Eurobank “sees” growth of only 1.4% for 2022, according to the adverse scenario in its study entitled “Interim Report on the Development of the Greek economy in 2022″, with average inflation reaching 8.2%.
At the same time, the bank’s basic scenario predicts GDP growth of 3%, but also high inflation of 7%.
Conditions
According to the study, the unfavorable scenario assumes prolongation of the war and economic sanctions, leading to a larger supply shock, manifested by higher energy prices. In turn, this means higher and more persistent inflation (and consequent income erosion), more prolonged investment deferrals, lower external demand and more fiscal support measures. Overall, this leads to an increase in real GDP of 1.4% on an annual basis in 2022. The magnitude of the difference between the baseline and the adverse scenario is due to the nature of the supply-side disruption that is assumed and, therefore, does not try to approach the worst case scenario, ie a cumulative effect of many negative factors.
Baseline scenario
Beyond that, the baseline scenario approaches the supply shock caused by rising energy prices on the assumption that war will not escalate and that the EU sanctions against Russia, the fiscal support measures of the Greek government and the normalization of monetary policy will remain at the levels known until May 2022.. Overall, this scenario leads to an increase in real GDP of 3.0% on an annual basis in 2022 and a rate of change in the HICP by 7% (with upside risks). Although this growth rate falls short of pre-war forecasts, unemployment is improving due to the effects of the base (lower unemployment in 2021) and ongoing support measures.
Dynamic start
According to the bank, the Greek economy, after a rapid recovery in 2021, had entered 2022 with the precursors indicating prospects for dynamic growth. However, the war in Ukraine, also in the whole European economy, negatively affects the short-term and medium-term outlook, causing a slowdown in growth in the short term and an increase in inflation compared to previous forecasts. long term. The magnitude of the impact will depend on many factors, such as the duration of the war, the final mix and duration of EU sanctions, and monetary and fiscal policy measures.
Impact due to war
The immediate impact of the crisis is limited as trade, tourism and economic relations with Russia and Ukraine are relatively small: exports of goods and services to Russia and Ukraine as a whole accounted for about 2.1% of the total in 2019, ( the same share for tourism revenues) and no Greek bank has a significant presence in these countries.

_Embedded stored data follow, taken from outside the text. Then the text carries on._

PR #3085, opened 2022-07-10
yt-dlp: add module

marsam:
### Description

[yt-dlp](https://github.com/yt-dlp/yt-dlp) is a command-line tool to download videos from YouTube.com and other sites (youtube-dl fork)
### Checklist

    ```
    {component}: {description}

    {long description}
    ```

### DIFF
--- a/modules/programs/yt-dlp.nix
+++ b/modules/programs/yt-dlp.nix
@@ -1,0 +1,47 @@
+{ config, lib, pkgs, ... }:
+
+with lib;
+
+let
+
+  cfg = config.programs.yt-dlp;
+
+in {
+  meta.maintainers = [ maintainers.marsam ];
+
+  options.programs.yt-dlp = {
+    enable = mkEnableOption "yt-dlp";
+
+    package = mkOption {
+      type = types.package;
+      default = pkgs.yt-dlp;
+      defaultText = literalExpression "pkgs.yt-dlp";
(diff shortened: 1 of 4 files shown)


modules/programs/yt-dlp.nix
```diff
@@ -0,0 +1,47 @@
...
+    enable = mkEnableOption "yt-dlp";
+
+    package = mkOption {
+      type = types.package;
+      default = pkgs.yt-dlp;
+      defaultText = literalExpression "pkgs.yt-dlp";
+      description = "Package providing the <command>yt-dlp</command> tool.";
+    };
+
+    settings = mkOption {
```
rycee, line 22: I would suggest renaming this to `extraConfig` since `settings` typically is reserved for structured configuration à la RFC 42.

marsam: Updated. Thanks!

rycee:
Thanks! I've merged this to master now. I'm wondering, though, if it wouldn't be possible to have a structured `settings` option instead of `extraConfig`. Perhaps the example `extraConfig` could be

``` nix
programs.yt-dlp.settings = {
  embed-thumbnail = true;
  embed-subs = true;
  sub-langs = "all";
  downloader = "aria2c";
  downloader-args = "aria2c:'-c -x8 -s8 -k1M'";
}
```

loicreynier:
Thanks for adding this! I added a structured `settings` option in #3213.

PR #3099, opened 2022-07-19
Fix tests maybe?

ncfavier:
~This reverts commit 8d5b07fc83d579cd196125e698454b4eb4850646.~

~It seems like this commit is [breaking](https://github.com/nix-community/home-manager/runs/7390484468?check_suite_focus=true) the tests in GitHub Actions, where coreutils becomes coreutils-stage4 for reasons unknown.~

### DIFF
--- a/modules/services/window-managers/bspwm/options.nix
+++ b/modules/services/window-managers/bspwm/options.nix
@@ -4,7 +4,11 @@ with lib;
 
 let
 
+  primitive = with types; oneOf [ bool int float str ];
+
   rule = types.submodule {
+    freeformType = with types; attrsOf primitive;
+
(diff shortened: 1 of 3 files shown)


ncfavier:
Nope, nevermind.

rycee:
Yeah, I expect the problem to have arisen due to some change in Nixpkgs, not in HM 😕

ncfavier:
Looks like this could be it https://github.com/NixOS/nixpkgs/pull/169378

ncfavier:
...and it looks like a fix is in the works https://github.com/NixOS/nixpkgs/pull/179961 so this will fix itself eventually.

PR #3112, opened 2022-07-25
firefox: make it possible to have nested folders (for boomarks)

rhoriguchi:
### Description

This makes it possible to have a dir in a dir. This is needed to have a dir in the bookmark toolbar since that is already a dir.

### Checklist

    ```
    {component}: {description}

    {long description}
    ```

### DIFF
--- a/modules/programs/firefox.nix
+++ b/modules/programs/firefox.nix
@@ -288,7 +288,7 @@ in {
                     };
 
                     bookmarks = mkOption {
-                      type = types.listOf bookmarkType;
+                      type = types.listOf nodeType;
                       default = [ ];
                       description = "Bookmarks within directory.";
                     };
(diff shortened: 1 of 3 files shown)


fufexan (approved):

teto:
I agree in principle, I have a question first: is it possible to mix this declarative approach with imperative bookmarks ?

rhoriguchi:
> I agree in principle, I have a question first: is it possible to mix this declarative approach with imperative bookmarks ?

Yes, it's somewhat possible. Before the bookmark option existed, I had an option like this `home.file.".mozilla/firefox/PROFILE_NAME/bookmarks.html".source = ./bookmarks.html`. If you have a `bookmarks.html` in your Firefox profile on the first startup it will import all of them and you can edit them as you please. You can also use the `browser.bookmarks.file` option which does the same, `bookmarks.html` is just the default.

This module sets [browser.places.importBookmarksHTML](http://kb.mozillazine.org/Browser.places.importBookmarksHTML) to true, that's why on every restart it will import your bookmarks again. Normally it would be changed from `true` to `false` once it imports the bookmarks but since it's pinned to `true` that will never happen.

A way to address this would be to add an optional option that controls if `browser.places.importBookmarksHTML` is used.

berbiche (approved):
Nice!

PR #3119, opened 2022-07-27
gh: add `extensions` option

amesgen:
### Description

Allows to configure [gh extensions](https://cli.github.com/manual/gh_extension). Naturally, the imperative commands such as `gh extension install` and `gh extension remove` then stop working as expected.

### Checklist

    ```
    {component}: {description}

    {long description}
    ```

### DIFF
--- a/modules/programs/gh.nix
+++ b/modules/programs/gh.nix
@@ -95,6 +95,15 @@ in {
       mkEnableOption "the gh git credential helper for github.com" // {
         default = true;
       };
+
+    extensions = mkOption {
+      type = types.listOf types.package;
+      default = [ ];
+      description = ''
+        gh extensions, see <link xlink:href="https://cli.github.com/manual/gh_extension"/>.
+      '';
+      example = literalExpression "[ pkgs.gh-eco ]";
+    };
   };
 
   config = mkIf cfg.enable {
@@ -106,5 +115,12 @@ in {
     programs.git.extraConfig.credential."https://github.com".helper =
       mkIf cfg.enableGitCredentialHelper
       "${cfg.package}/bin/gh auth git-credential";
+
+    xdg.dataFile."gh/extensions" = mkIf (cfg.extensions != [ ]) {
+      source = pkgs.linkFarm "gh-extensions" (builtins.map (p: {
+        name = p.pname;
+        path = "${p}/bin";
+      }) cfg.extensions);
+    };
   };
 }
--- a/tests/modules/programs/gh/extensions.nix
+++ b/tests/modules/programs/gh/extensions.nix
@@ -1,0 +1,27 @@
+{ config, lib, pkgs, ... }:
+
+{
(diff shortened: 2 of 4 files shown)


modules/programs/gh.nix
```diff
@@ -106,5 +115,12 @@ in {
     programs.git.extraConfig.credential."https://github.com".helper =
       mkIf cfg.enableGitCredentialHelper
       "${cfg.package}/bin/gh auth git-credential";
+
+    xdg.dataFile."gh/extensions" = mkIf (cfg.extensions != null) {
```
rycee, line 119: Perhaps it would suffice to have

```suggestion
    xdg.dataFile."gh/extensions" = mkIf (cfg.extensions != []) {
```

Then the `nullOr` could be removed.

modules/programs/gh.nix
```diff
@@ -106,5 +115,12 @@ in {
...
+      source = toString (pkgs.linkFarm "gh-extensions" (builtins.map (p: {
```
rycee, line 120: I don't think you need `toString` here
```suggestion
      source = pkgs.linkFarm "gh-extensions" (builtins.map (p: {
```

tests/modules/programs/gh/extensions.nix
```diff
@@ -0,0 +1,18 @@
+{ config, lib, pkgs, ... }:
+
+{
+  config = {
```
rycee, line 4: Can do without the `config` attribute.

```suggestion
```

tests/modules/programs/gh/extensions.nix
```diff
@@ -0,0 +1,18 @@
...
+    programs.gh = {
+      enable = true;
+      extensions = [ pkgs.gh-eco ];
```
rycee, line 7: Need to add a stub for `gh-eco` as well to avoid the unnecessary download. Adding

```
test.stubs.gh-eco = {
  buildScript = "mkdir -p $out/bin; touch $out/bin/gh-eco";
};
```

may suffice.

modules/programs/gh.nix
amesgen: I am not necessarily opposed, but did you see my remark from the PR description:

> I made the option nullable and null by default to avoid errors when people (probably on non-NixOS) used `gh extension install` before and hence already have a non-empty folder `.local/share/gh/extensions`.

WDYT?

amesgen: Good point, will change :+1:

tests/modules/programs/gh/extensions.nix
amesgen: Thanks, that makes sense. I had to slightly expand this, in particular, I changed `tests.stubs` to set `pname` in a9ca816d5df484f29d69196de7f85d8688a8a9fd.

rycee:
Thanks! Merged to master now.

However, there are notable channels of indirect impact, such as (a) disruption caused by war in supply chains, external demand and world trade routes; (b) supply-side disruption by rising energy prices: Greece is exposed to Russian imports in its energy mix as 73% of imported oil and 39% of natural gas in 2020 came from Russia.
Although there are alternative sources for substituting Russian imports so that energy security is not jeopardized, increases in energy prices are fueled by secondary increases in prices for goods and services. This exacerbates the inflationary pressures that had already manifested themselves before the war as a result of extremely accommodative monetary and fiscal policies in the aftermath of the pandemic.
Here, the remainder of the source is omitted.